PR #1260, opened 2024-04-02
feat: carry the name of the wrapped handler

timotheeg:
## Problem

APM traces do not show the name of the handlers because they are wrapped by anonymous functions

sample trace [here](https://ogp.datadoghq.com/apm/trace/4623130037215300159?colorBy=service&env=production&graphType=flamegraph&shouldShowLegend=true&sort=time&spanID=2269893028902401593&spanViewType=metadata&timeHint=1712017202477&view=spans)

image

Note: The PR changes indentations, watch the changeset with the ignore whitespace setting on. [Direct link here](https://github.com/isomerpages/isomercms-backend/pull/1260/files?w=1).

## Solution

Carry the name of the wrapped function onto the wrapper.

Function names are typically read-only, so we must use [`Object. defineProperty()`](https://developer.mozilla.org/en-US/docs/Web/JavaScript/Reference/Global_Objects/Object/defineProperty) to set the name.

## Tests

- [ ] Load a PR review in CMS UI
- [ ] Open DtaDog and find the trace, verify that the span is not anonymous

### DIFF
--- a/src/middleware/routeHandler.ts
+++ b/src/middleware/routeHandler.ts
@@ -76,49 +76,57 @@ type RouteWrapper<
   next: NextFunction
 ) => void
 
-// Used when there are no write API calls to the repo on GitHub
-export const attachReadRouteHandlerWrapper: RouteWrapper = (
-  routeHandler
-) => async (req, res, next) => {
-  Promise.resolve(routeHandler(req, res, next)).catch((err: Error) => {
-    next(err)
-  })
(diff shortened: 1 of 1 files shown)


timotheeg:
Woohoo! Awesome! Thanks for the typing fix @seaerchin! 🎉 🙏

alexanderleegs (approved):
lgtm!

PR #1131, opened 2015-06-17
[Zurich] (676) Time spent recording

dracos:
After 671/675.


davea:
A little fixup to remove some duplicated code, otherwise :+1:

PR #1132, opened 2015-06-18
[Greenwich] Cobranded front end

davea:
This PR adds a cobranded front end for Royal Borough of Greenwich.

It uses the map filtering work done in Oxfordshire's updates, so that's the base branch.


perllib/FixMyStreet/SendReport/Open311.pm
```diff
@@ -127,7 +127,7 @@ sub send {
             $revert = 1;
         }
 
-        if ($row->cobrand eq 'fixmybarangay') {
+        if ($row->cobrand eq 'fixmybarangay' || $row->cobrand eq 'greenwich') {
             # FixMyBarangay endpoints expect external_id as an attribute, as do Oxfordshire
```
stevenday: Presumably this comment should say Greenwhich, not Oxfordshire? (Or Oxfordshire should be in the if statement too?)

davea: That's a good point. It seems that Oxfordshire do require `external_id`, but it's handled elsewhere so I don't know why this comment mentions Oxfordshire. I'll update it to say Greenwich instead.

stevenday:
I've replaced this with #1136

PR #1135, opened 2015-06-29
[Oxfordshire] Cobrand improvements

stevenday:
Originally #1125, but I've rebased things so that oxfordshire-independent
changes like the filtering on map pages are in a separate branch so that this
doesn't hold up other work that relies on that feature.

Original PR description from @davea copied below:

This PR is the result of several smaller PRs that have all been reviewed, so everything here should be good to go.

Oxfordshire-cobrand-only changes:

Adds filtering by category & status to map pages.
Full-screen map layout
Order reports by confirmation date
Colour pins according to status
Include 'expected response time' when viewing report
Changes to all cobrands:

Map pin sizes vary depending on zoom level


davea:
Closing in favour of #1152.

PR #1136, opened 2015-06-29
[Greenwich] Cobranded front end

stevenday:
Originally from #1132, but now rebased onto the 'report-filtering-on-map'
branch so that it's separate from any changes to the Oxfordshire cobrand.


davea:
Merged in 9b7e4fdebeecbed6f600577177a86e3c216368c0.

PR #1111, opened 2015-05-26
Redo the Bromley Cobrand

stevenday:
Replaces the existing Bromley council cobrand with a new one that uses the
latest FMS styling. Including the new report list/filter sidebar.

Closes #721

PR #1137, opened 2015-06-29
Redo the Bromley Cobrand

### LINKED ISSUE #721: Add ability for cobrands to alter pin icons
Currently this is pretty hardcoded in the code/JS. Some way for a cobrand to provide a different image path would be good,

stevenday:
Originally from #1111 but rebased so that it sits on top of
"reporting-filtering-on-map" to be able to get the filtering updates without
relying on things from Greenwich or Oxfordshire.

Replaces the existing Bromley council cobrand with a new one that uses the
latest FMS styling. Including the new report list/filter sidebar.

Closes #721


stevenday:
This is replaced with https://github.com/mysociety/fixmystreet/pull/1155 which is based on master

PR #1139, opened 2015-07-07
Update DBIx::Class::EncodedColumn.

dracos:
This fixes a potential Unicode issue with the setting of encoded columns.


stevenday:
This needed a downgrade of MakeMaker?

dracos:
The newer version of EncodedColumn only depends upon an older version of MakeMaker (or I ran it with an older version and that just gets copied in, I've never really worked it out); the version of MakeMaker in the snapshot is the same (6.72).

PR #1143, opened 2015-07-10
Correcting some sentence structure / wordings on site

lowks:


dracos:
Hi, thanks for your contribution. Both the strings in your changes are correct English, as far as I am aware. Comparing "alert me to" and "alert me of" searches on Google, I get c. 5.5 million for the former, only 130k for the latter. The other string is an example of the present simple (similar to "The restaurant opens at 7pm tomorrow."); http://learnenglish.britishcouncil.org/en/english-grammar/verbs/talking-about-future has lots more information, here it's used on the front page as a list of actions that occur as to the steps of reporting a problem.

If they are not correct in your particular dialect/translation, then feel free to translate them appropriately for your language, of course. Does that make sense?

Also, if you do want to make changes to strings in the codebase in future, you need to make them to the actual code where the strings are used, not the translation files, as otherwise what will happen is the strings will appear in English for all languages (as they can't find a translation any more). Hope that's helpful.

PR #1145, opened 2015-07-15
[Zurich] First part of 672/690 (new statuses and admin workflow changes)

davea:
This is the first batch of work for mysociety/FixMyStreet-Commercial#672 and mysociety/FixMyStreet-Commercial#672.


davea:
Lots of uses of `$c->req->params` that will need to be replaced with `$c->get_param` when rebased on master.

perllib/FixMyStreet/Cobrand/Zurich.pm
```diff
@@ -682,14 +762,94 @@ sub admin_report_edit {
...
+        push @states, {
+            state => 'fixed - council',
+            trans => _('Closed'),
+        };
+    }
+    elsif ($state =~/^(hidden|unconfirmed)$/) {
+        @states = grep { $_->{$state} } @states;
+    }
+    $c->stash->{states} = \@states;
+    $c->stash->{states_debug} = Dumper($state, \@states); use Data::Dumper;
```
davea: This isn't used anywhere so should be removed.

templates/web/zurich/admin/report_edit.html
```diff
@@ -120,106 +105,131 @@
...
 
-<li class="assignation">
-<label for="body_external">[% loc('Assign to external body:') %]</label>
-    <select name="body_external" id="body_external">
-        <option value="">--</option>
-    [% FOR body IN bodies %]
-        [% NEXT IF body.parent OR body.bodies OR body.deleted %]
-        <option value="[% body.id %]"[% IF body.id == problem.bodies_str %] selected[% END %]>[% body.name %]</option>
-    [% END %]
+[% IF problem.state == 'confirmed' %]
```
davea: This `IF` condition is a duplicate of the containing `IF`, so these `IF`/`END` tags can be removed.

templates/web/zurich/admin/report_edit.html
```diff
@@ -120,106 +105,131 @@
...
-      [%- ELSE -%]
-
-Freundliche Grüsse
+[% END %]
 
-Ihre Stadt Zürich
-    [%- END %]</textarea>
+[%# 3rd party messages sent for Extern/Wunsch states %]
+[% FOR s IN ['closed','investigating'] %]
+    [% IF problem.state == s %]
```
davea: `problem.state` can't be both `closed` and `investigating`, and the `s` value doesn't seem to be used within this `FOR` block, so this can probably be simplified to `IF problem.state == 'closed' OR problem.state == 'investigating'`.

templates/web/zurich/admin/report_edit.html
```diff
@@ -120,106 +105,131 @@
...
     </li>
-</ul>
+    </ul>
+    [% END %]
+[% END %]
 
-[% ELSIF problem.state == 'fixed - council' %]
+[%# Public response field shown for Ruckmeldung ausstehend/Extern/
+  # Zustandigkeit unbekannt/Wunsch/Nicht kontaktierbar/Unsichtbar %]
+[% FOR s IN ['planned','closed','unable to fix','investigating','partial','hidden'] %]
```
davea: Similarly to above, but with the increased number of possible states this would be better as a `SWITCH`.

PR #1150, opened 2015-07-21
Remove no longer used Essex/Oxfordshire handling.

### LINKED ISSUE #1149: Remove Essex County Council special code
Essex County Council problem reports are routed at the code level to special-case bodies (for east/mid/south/west), rather than by entering email addresses for the main council body in the admin interface. 

However, it looks like Essex have changed their system. The district-specific contacts are now bouncing - reports aren't being delivered. Default behaviour needs to be restored for this council.

dracos:
Fixes #1149


dracos:
Merged in 7f33b7f

PR #1151, opened 2015-07-21
[fixmystreet.com] Add deleted NI councils.

dracos:
Factor out template to correct cobrand.


dracos:
Merged in dee48ff (reordered IF as Carrick subset of Carrickfergus, doh).

PR #1153, opened 2015-07-23
Add facebook button to report pages

zarino:
screen shot 2015-07-23 at 15 19 16

For https://github.com/mysociety/fixmystreet-international/issues/9


davea:
Looks good!

I broke out the button HTML into its own template and committed it as mysociety/fixmystreet-international@2bebd69b10bbf6391c19fe443a13bbdd842ced7b.

PR #1542, opened 2016-09-27
WIP: Mobile improvements for Inspect form

zarino:
Fixes https://github.com/mysociety/fixmystreetforcouncils/issues/36.

Includes:

* A new opt-in `.btn` class, and removal of most of the previous button styling, to make theming buttons and inputs easier. `.btn-primary` has been added as an alias of `.green-btn`, with an aim to eventually phasing out `.green-btn` and `.red-btn` entirely.
* More logical order for form elements in the Inspect form.
* More finger-friendly actions and form inputs on the Inspect form (eg: big button for “Set to my current location“, more spacing between Cancel and Save buttons).
* “Traffic management” is now a select box with pre-defined options (eg: yes / no), rather than a free text input.
* Unified “Extra details” input, in place of the previous 3 separate inputs: “traffic information”, “detailed location”, and “detailed information”.
* Fold-out section for extra metadata questions (eg: pothole sizes) and status-related actions (eg: resolving duplicates).
* "Public update" is now an opt-in field at the end of the main form – avoiding the confusion of a single form with two submit buttons.
* Button to “Navigate to this problem” with Google Maps (fixes https://github.com/mysociety/fixmystreetforcouncils/issues/81)
* Completely reworked `.with-actions` layout, using flexbox to set up much more robust columns, and allowing us to scroll Inspectors down to the Inspect form after they click the Inspect button (handy on mobiles). Might also fix the weird "scrollbar appearing outside the element" bug we saw on Safari in OS X with hidden scrollbars set in System Preferences.

Here’s an example of it in practice – ignore the “There are no reports to show” message after I mark the report as a duplicate – I'm just trying to get across the idea that the form contents will change, to display inputs or features related to the current category and status of the report.

form


dracos:
Pulling in the extra questions has thrown up that long labels don't seem to wrap and are making the sidebar far too wide.

dracos:
Another CSS thing - due to the width of the second column, we need to do something media-query wise when the browser width is wider than max 'mobile' display, but not wide enough to show both columns (and no map).

zarino:
@dracos I've addressed those three issues you brought up. Anything else to prevent this being merged?

templates/web/base/report/_inspect.html
```diff
@@ -1,49 +1,40 @@
...
-            <option value="" [% 'selected' UNLESS problem.response_priority_id %]>-</option>
-            [% FOREACH priority IN problem.response_priorities %]
-              <option value="[% priority.id %]" [% 'selected' IF problem.response_priority_id == priority.id %] [% 'disabled' IF priority.deleted %]>[% priority.name %]</option>
-            [% END %]
-          </select>
+      <div class="inspect-section">
+        <p>
+          <strong>[% loc('Report ID:') %]</strong>
+          [% problem.id %]
+          [%# XXX Not sure whether this problem_id is required when submitting form? %]
```
dracos: It doesn't look like it is.

zarino:
@dracos – I've merged the commits into more logical chunks. But all the editing as left the dates in a weird order. Should I be worried about that?

dracos:
No 🐤 (The commit, as opposed to author, dates are in a non-weird order, if you might want to use those instead by default.)

PR #1546, opened 2016-09-30
Show shortlist owner and allow taking.

dracos:
For mysociety/fixmystreetforcouncils#86 and mysociety/fixmystreetforcouncils#87.

Looks like this when a user with the `planned_reports` permission views a report that is on *another* user’s shortlist:

screen shot 2016-10-06 at 11 31 16


zarino:
Feels to me like an MVP for this wouldn't even involve a special "Take" button – just something to show whose shortlist the report is on. Then the act of "Taking" is really just the "Shortlisting" you’d do via the existing "Shortlist" button on the report page.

▸ WHAT IS BEING ASKED:
Whichever lines of the records above hold the word "setting" should all be copied out.

▸ SOLUTION TO THIS PROBLEM:
Note: The PR changes indentations, watch the changeset with the ignore whitespace setting on. [Direct link here](https://github.com/isomerpages/isomercms-backend/pull/1260/files?w=1).
This fixes a potential Unicode issue with the setting of encoded columns.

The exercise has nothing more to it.